Suppose $n\in \mathbb{N}$ , $n <\infty$ .Is it possible to find period of $f:\mathbb{R}\mapsto \mathbb{R} \\f(x)=\sum_{k=1}^{n}(\cos (kx)+\sin(kx))$ ?
such that :$$f(x)=\cos x+ \sin x +\cos (2x)+\sin (2x)+...+\cos(nx)+\sin(nx)$$ for little $n $ it easy to find, but what can we say for an unknown $n$ ?
I know I should take L.c.m. Of periods . for fixed $n$ we can write $$T_1=\frac{2\pi}{1},T_2=\frac{2\pi}{2},T_3=\frac{2\pi}{3} ,...T_n=\frac{2\pi}{n} \\ T=2\pi.\frac{\frac{[1,2,3,...,n]}{1}+\frac{[1,2,3,...,n]}{2}+\frac{[1,2,3,...,n]}{3}+...\frac{[1,2,3,...,n]}{n}}{[1,2,3,...,n]}$$

Answer 1

Hint: You can sum these by observing

$$\cos(kx)=\operatorname{Re}[\exp(ikx)]$$ $$\sin(kx)=\operatorname{Im}[\exp(ikx)]$$

and by using the geometric series.

In which $\exp(ikx)=\left[\exp(ix)\right]^k=\cos(kx)+i\sin(kx)$ is Euler's Formula.
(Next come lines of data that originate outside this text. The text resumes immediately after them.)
PR #1049, opened 2022-06-27
upgrading the uk.gov.justice.hmpps.gradle-spring-boot to 4.3.0

kth13:

- upgrade uk.gov.justice.hmpps.gradle-spring-boot to 4.3.0
- Since kotlin 1.7 comes with the strict checking on the default behaviour of the ```when``` expression
- Link for the actual issue- https://youtrack.jetbrains.com/issue/KT-47709
- Link to the release notes - https://github.com/ministryofjustice/dps-gradle-spring-boot/blob/main/release-notes/4.3.0.md

- upgrade uk.gov.justice.hmpps.gradle-spring-boot to 4.3.0

### DIFF
--- a/build.gradle.kts
+++ b/build.gradle.kts
@@ -1,5 +1,5 @@
 plugins {
-  id("uk.gov.justice.hmpps.gradle-spring-boot") version "4.2.3"
+  id("uk.gov.justice.hmpps.gradle-spring-boot") version "4.3.0"
   kotlin("plugin.spring") version "1.6.21"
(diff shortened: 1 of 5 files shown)


sldblog (approved):
Love the hard compile error on uncovered enum branches.

I think it strengthens the argument to change `Event(eventEnumType)` into bespoke `SomeEvent`, e.g. `ReferralEvent(ReferralEventType.COMPLETED` to `ReferralCompletedEvent`.

PR #1050, opened 2022-06-28
Filter assignments by superseded flag

sldblog:

Simplifies filtering dashboards for an assigned person. Essentially changes

- from `where ra.assigned_at = (SELECT MAX(assigned_at) FROM referral_assignments WHERE referral_id = ra.referral_id)`
- to `where ra.superseded = false`

## Enabled by

The invariant is now tested on persistence.

I did this because I was struggling with invalid test states and wanted to ensure we could not accidentally test the wrong things.

There is an invariant in the data model that guarantees that all assignments are superseded, except the latest one.

This allows us to remove query and code complexity.

### DIFF
--- a/src/test/kotlin/uk/gov/justice/digital/hmpps/hmppsinterventionsservice/util/AssignmentsFactory.kt
+++ b/src/test/kotlin/uk/gov/justice/digital/hmpps/hmppsinterventionsservice/util/AssignmentsFactory.kt
@@ -15,7 +15,12 @@ class AssignmentsFactory(em: TestEntityManager? = null) : EntityFactory(em) {
         this.add(authUserFactory.create(randomAlphanumeric(6), randomAlphanumeric(5), randomAlphanumeric(12)))
       }
     }
-    return assignedUsers.mapIndexed { i, u ->
+    return createInOrder(*assignedUsers.toTypedArray())
+  }
+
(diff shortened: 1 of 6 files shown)


src/test/kotlin/uk/gov/justice/digital/hmpps/hmppsinterventionsservice/util/AssignmentsFactory.kt
```diff
@@ -0,0 +1,33 @@
...
+  fun create(numberOfAssignments: Int): List<ReferralAssignment> {
+    val assignedUsers = mutableListOf<AuthUser>().apply {
+      repeat(numberOfAssignments) {
+        this.add(authUserFactory.create(randomAlphanumeric(6), randomAlphanumeric(5), randomAlphanumeric(12)))
+      }
+    }
+    return createInOrder(*assignedUsers.toTypedArray())
+  }
+
+  fun createInOrder(vararg users: AuthUser): List<ReferralAssignment> {
```
kth13, line 21: Do we need to name it as createInOrder as we are not maintaining any order and things is the new one superseds the old one

kth13: @sldblog , It was just a clarification. Looking good

kth13 (approved):
LGTM

PR #1051, opened 2022-06-30
Nullified time component from date validation fields to align with UI validation rules

JakeGoodwin22:

Removes the time component from the date validation check to prevent issues where the user see's an error from the API
that isn't caught in the UI validation. We could potentially change this in the future if we want to make the validation stricter
and include the time the referral was sent

Prevent the users (SP) from seeing an API error due to it being stricter than the front end validation.


NeilLuptonMoJ (approved):
👍

sldblog:
> Prevent the users (SP) from seeing an API error due to it being stricter than the front end validation.

@JakeGoodwin22 Is it OK that we have duplicate validation?

PR #1065, opened 2022-07-06
check for cancelled referral were pop did not attend appointment shou…

OmotayoTalabi:

to ignore cancelled unattended referral

check for cancelled referral were pop did not attend appointment should not return


src/main/kotlin/uk/gov/justice/digital/hmpps/hmppsinterventionsservice/jpa/entity/SentReferralSummary.kt
```diff
@@ -29,6 +31,7 @@ import javax.validation.constraints.NotNull
     NamedAttributeNode(value = "serviceUserData", subgraph = "serviceUserData"),
     NamedAttributeNode(value = "intervention", subgraph = "interventions"),
     NamedAttributeNode(value = "endOfServiceReport", subgraph = "endOfServiceReport")
+
```
JakeGoodwin22, line 34: Picky I know, but could this whitespace be removed?

JakeGoodwin22 (approved):
LGTM - one minor comment

PR #1085, opened 2022-07-18
disabling the fix for showing the unattended cancelled referrals in t…

kth13:
…he SP side alone.

- shows cancelled unattended referrals on both sides

- This pull request was intended to disable the fix for not showing the cancelled unattended referrals on the sp side. This has caused an production issue. So, once we fix the issue, we will put the fix back


JakeGoodwin22 (approved):
LGTM

sldblog:
@kth13 Could we add detail about the production issue, please? As-is, people reading this later will not have context on what the effect of the previous code was

PR #1090, opened 2022-07-22
Shrink image by switching back to JRE from JDK

sldblog:

Shrink image by switching back to JRE from JDK

Also switching to `eclipse-temurin:17-jre-alpine` base image as the kotlin template repo is using `eclipse-temurin` too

The operators $\operatorname{Re}(z)$ and $\operatorname{Im}(z)$ are the real and imaginary part of $z$.

It is easy to sum

$$\sum_{k=1}^{n}\left[\exp(ix)\right]^k=\frac{\exp(ix)-[\exp(ix)]^{n+1}}{1-\exp(ix)}$$

Determine the real and imanginary part of this expression and you will obtain:

$$\sum_{k=1}^n \cos(kx) = \dfrac{\sin \frac{nx}{2} \cos \frac{n+1}{2}x}{\sin \frac x2}$$

$$\sum_{k=1}^{n}\sin(kx)=\frac{\sin \frac{nx}{2}\sin \frac{n+1}{2}x}{\sin \frac x2}$$